Member of the Illinois House of Representatives
- In office 1961–1962

Personal details
- Born: August 8, 1933 Belleville, Illinois, U.S.
- Died: May 1, 2010 (aged 76) St. Louis, Missouri, U.S.
- Party: Republican
- Parent: Otis L. Miller (father);
- Education: Southern Illinois University (Bachelor's degree, master's degree) Saint Louis University (Doctorate)
- Occupation: Politician, educator

= Otis L. Miller Jr. =

American politician (1933–2010)

Otis L. "Otie" Miller Jr. (August 8, 1933 - May 1, 2010) was an American educator and politician.

Born in Belleville, Illinois, his father was Otis L. Miller, who was a major league baseball player and who served in the Illinois General Assembly. Miller received his bachelor's and master's degrees from Southern Illinois University and his doctorate degree from Saint Louis University.

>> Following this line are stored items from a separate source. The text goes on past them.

Issue #277, opened 2015-04-30
Does BDX support Java 1.8?


skypatcher:
Hi:

My System is Win 8.1 (Intel 64 bit). The Android SDK is at C:\AndroidSdk. I just installed the BDX plugin 0.1.8 to Blender 2.74. When I click 'Create BDX project'. I got the following message in Blender's system console:
![bdx-error](https://cloud.githubusercontent.com/assets/6044891/7420481/d2794d0a-ef4a-11e4-8e1c-03c5a178d75b.png)

SolarLune:
BDX does support Java 1.8 - it's what I'm running on my machine. Do you only have Java 1.8 installed? Can you make a project without the Android SDK? What happens if you type `java -version` into a command prompt?

rafcolson:
JDK is installed, but not JRE?

GoranM:
Assuming that `javac -version` prints something higher than or equal to 1.7, it should work.

Looking at your error, I'm reminded of [this post](https://github.com/GoranM/bdx/issues/182#issuecomment-81018425). As you can read there, it seems like the problem stems from having both java 7 and java 8 installed.

You can confirm that by running this python code:

```python
import subprocess
subprocess.check_call(["javac", "-version"])
```

If that prints 1.7, while `javac -version` prints 1.8, that's the problem.

skypatcher:
Thanks for everyone's suggestion. 

When I type java -version, it tells me 1.8, but when I type javac -version, it said unrecognized command.  Turns out JAVA_HOME was pointing to an old JDK folder (Java 7, which I have already uninstalled a while back).

After I fix the JAVA_HOME, I can now get version 1.8.0_31 from both java -version, and javac -version prompt.

But when I restart Blender and create a new project, I get the following error. I saw something about -source 1.6. Don't know if it is because my JDK installation is still corrupted?

![bdx-1](https://cloud.githubusercontent.com/assets/6044891/7433023/30bf96de-effb-11e4-89f0-da2e2afcec8f.png)

![bdx-2](https://cloud.githubusercontent.com/assets/6044891/7433031/3aca91b0-effb-11e4-8016-1af5406ffe21.png)

rafcolson:
I think you didn't specify the correct SDK path. On my system for example it's:  ```C:\Users\Acer\AppData\Local\Android\sdk```. Something like ```\android-sdk``` to me doesn't seem valid.

skypatcher:
[...]

PR #288, opened 2015-05-05
(#277) SDK buildtools sort dir fix

rafcolson:
It's not perfect, but at least if in the ```sdk\build-tools``` folder there are directory names that differ from the regular format (e.g. ```20.0.0```), it will put these on the bottom of the list. Only if all directory names differ from the regular format I expect the ```build.gradle``` not to be set properly. I could make another exception for when the name contains ```build-tools```, but I have to be sure that ```build-tools-21.1.2``` is a name produced by the SDK Manager.

Any advise is appreciated.


rafcolson:
@GoranM I'll leave it up to you if you think it's necessary to merge this as @skypatcher explains there are no problems with current SDK versions.

GoranM:
If the old code works fine, with the latest sdk (seems to be the case), there's no need for this, so I think it's best if we close for now.

If we encounter similar issues in the future, we can revisit this.

rafcolson:
Okay, thanks.

Issue #289, opened 2015-05-06
Bug: parent(null)


rafcolson:
Currently, ```parent(null)```
- breaks NO_COLLISION. (fixed)
- breaks RIGID_BODY: for example, an unparented cube that falls down will bounce, but keeps rotating slowly in one random direction, until it gets stationary. Edit: it turns dynamic only.

GoranM:
> breaks RIGID_BODY: for example, an unparented cube that falls down will bounce, but keeps rotating slowly in one random direction, until it gets stationary.

I can't seem to reproduce this. Can you make a simple example?

rafcolson:
Here's an [example](https://www.dropbox.com/s/nd6u69j2sfhmksg/physics_unparent_rigidbody_bug.blend?dl=0).

I think the reason why in my other file the box momentarily turned was because it collided at the moment it was unparented. In this example it's just a cube falling down and you'll notice it turns dynamic (only).

GoranM:
I just see a box that falls to the ground ... It doesn't turn.

Are you on the master branch? Did you recompile?

rafcolson:
>I just see a box that falls to the ground ... It doesn't turn.

That's exactly the problem. I'm working on a fix right now.

>Are you on the master branch? Did you recompile?

Yes.

rafcolson:
PR submitted.

rafcolson:
PR merged.

PR #290, opened 2015-05-06
(#289) parent(null) fix for NO_COLLISION

rafcolson:


GoranM:
It might be better to modify the dynamic method:

```java
	public void dynamic(boolean dynamic){
		if (!body.isInWorld())
			return;
		...
	}
```

rafcolson:
I wouldn't do that. Because then you loose the option to make a NO_COLLISION object DYNAMIC. By modifying the ```parent()``` method, that option would be preserved.

Issue #300, opened 2015-05-09
Bug: Scale() doesn't activate body.


rafcolson:
Let's say you want to scale a (sleeping) cube with Dynamic body type to half its size, while resting on a surface. Then it will stay a sleep and float above the surface.

I'll look into to this. It should be a quick fix.

rafcolson:
PR submitted.

rafcolson:
PR merged.

PR #302, opened 2015-05-09
(#300) Bug: scale() now activates body

rafcolson:


GoranM:
Couldn't you simply simply add `body.activate(true)` to the beginning of the scale method?

rafcolson:
>Couldn't you simply simply add ```body.activate(true)``` to the beginning of the scale method?

Yes. But there's no need to activate the body if it's a child, right? And the method already checks if it's a child so better take advantage of that. The same goes for the ```transform``` method. 

But if you want me to just add ```body.activate(true)```, I don't mind changing it. I don't think redundant activation would cause any problems.

GoranM:
I'm not exactly sure on the complete bullet requirements, but I've experienced bugs when moving static objects without activating them first.

So, I think it's best to just add `body.activate(true)`.

rafcolson:
Okay. Done.

Issue #306, opened 2015-05-10
Suggestion: GameObject.mass setter and getter


rafcolson:
Getter and setter for mass, with private variables ```mass``` and ```inertia```. I've added inertia so this wouldn't have to be calculated with every body change.

GoranM:
If you can simply recalculate inertia, that would be better than having an additional field on GameObject. Same with mass: If you can get the current mass from the body, you should just do that, instead of having a redundant field.

Also, is there a situation in which you want to change mass, but not calculate local inertia? If not, there's no need for an additional method - You can just have `mass(float)` which will always calculate local intertia.

rafcolson:
Oh, yes, you are right. I missed that! I could remove ```inertia``` then. But I'll better keep ```mass``` for this will become necessary later on. We like to change mass and preserve the value without changing the json value, don't we? We can't always access the body for this, as sometimes objects will lose their mass when parented to other objects. When unparenting we have to get the old mass somewhere.

GoranM:
I didn't say that we should change the json value - json data should be treated as read only.

For the mass getter, it should be possible to use the information already on the body, so, in general, that shouldn't require a mass field on GameObject.

For situations where you need to remember the last mass, it would make sense to have a `lastNonZeroMass` field.

rafcolson:
PR submitted.

rafcolson:
Thanks for the merge!

PR #307, opened 2015-05-10
(#306) GameObject.mass setter and getter

rafcolson:


GoranM:
It may be better to call the field `lastNonZeroMass`, to hint that we don't actually use this to store current mass.

rafcolson:
Okay. Done. I also could reduce some lines by using the mass setter.

GoranM:
The commit name doesn't make sense:

You're not "implementing lastNonZeroMass - That was simply a field you added as part of the setter getter commit.

The second commit should be named something that actually describes the changes.

In this case: "GameObject.dynamic now uses newly added mass methods"

rafcolson:
Done.

PR #312, opened 2015-05-11
Builtin screen filters

SolarLune:


GoranM:
There seem to be some formatting problems with your code (comments are misaligned).

Also, it might be better to have all the shaders in `gen/filters`.

SolarLune:
OK, I'll create another PR.

Issue #317, opened 2015-05-15
Bug:While switching dynamics, mass is only restored when set manually


moshme:
When i have an GameObject with dynamics and then turn them off and afterwards on again, i loose the mass of the object. As long as i see, it is because the variable lastNonZeroMass of the GameObject class is only set correctly when you invoke the mass setter method manually. But not on creation of the object.

rafcolson:
This is a bug. The ```lastNonZeroMass``` is not set correctly at Game creation, because the variable is not set in ```cloneBody()```. It would be fixed with the ```bodyType``` PR, but maybe it could take some time for this to get merged. So here's the fix:

rafcolson:
PR submitted.

rafcolson:
PR merged.

PR #318, opened 2015-05-15
(#317) Bugfix for clone() with lastNonZeroMass

rafcolson:


GoranM:
The lastNonZeroMass field was created specifically for the dynamic method, to serve as a temporary storage variable. It's not a part of the actual physics state, so it doesn't need to be copied, and it shouldn't be used to store current mass.

If you need to get the current mass, in cloneBody, you should be able to simply use the mass getter:

```java
float mass = gobj.mass();
```

rafcolson:
Okay, done.

GoranM:
You're still copying lastNonZeroMass.

As I said: The lastNonZeroMass field was created specifically for the dynamic method, to serve as a temporary storage variable. It's not a part of the actual physics state, so it doesn't need to be copied.

rafcolson:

He taught high school at Belleville Township High School and college at Belleville Junior College. Miller also owned Belleville Coin Shop. He served in the Illinois House of Representatives in 1961 and 1962 as a Republican. Miller then served as acting mayor of Belleville in 1971 and 1972 and on the Belleville City Council. Miller died in Saint Louis, Missouri.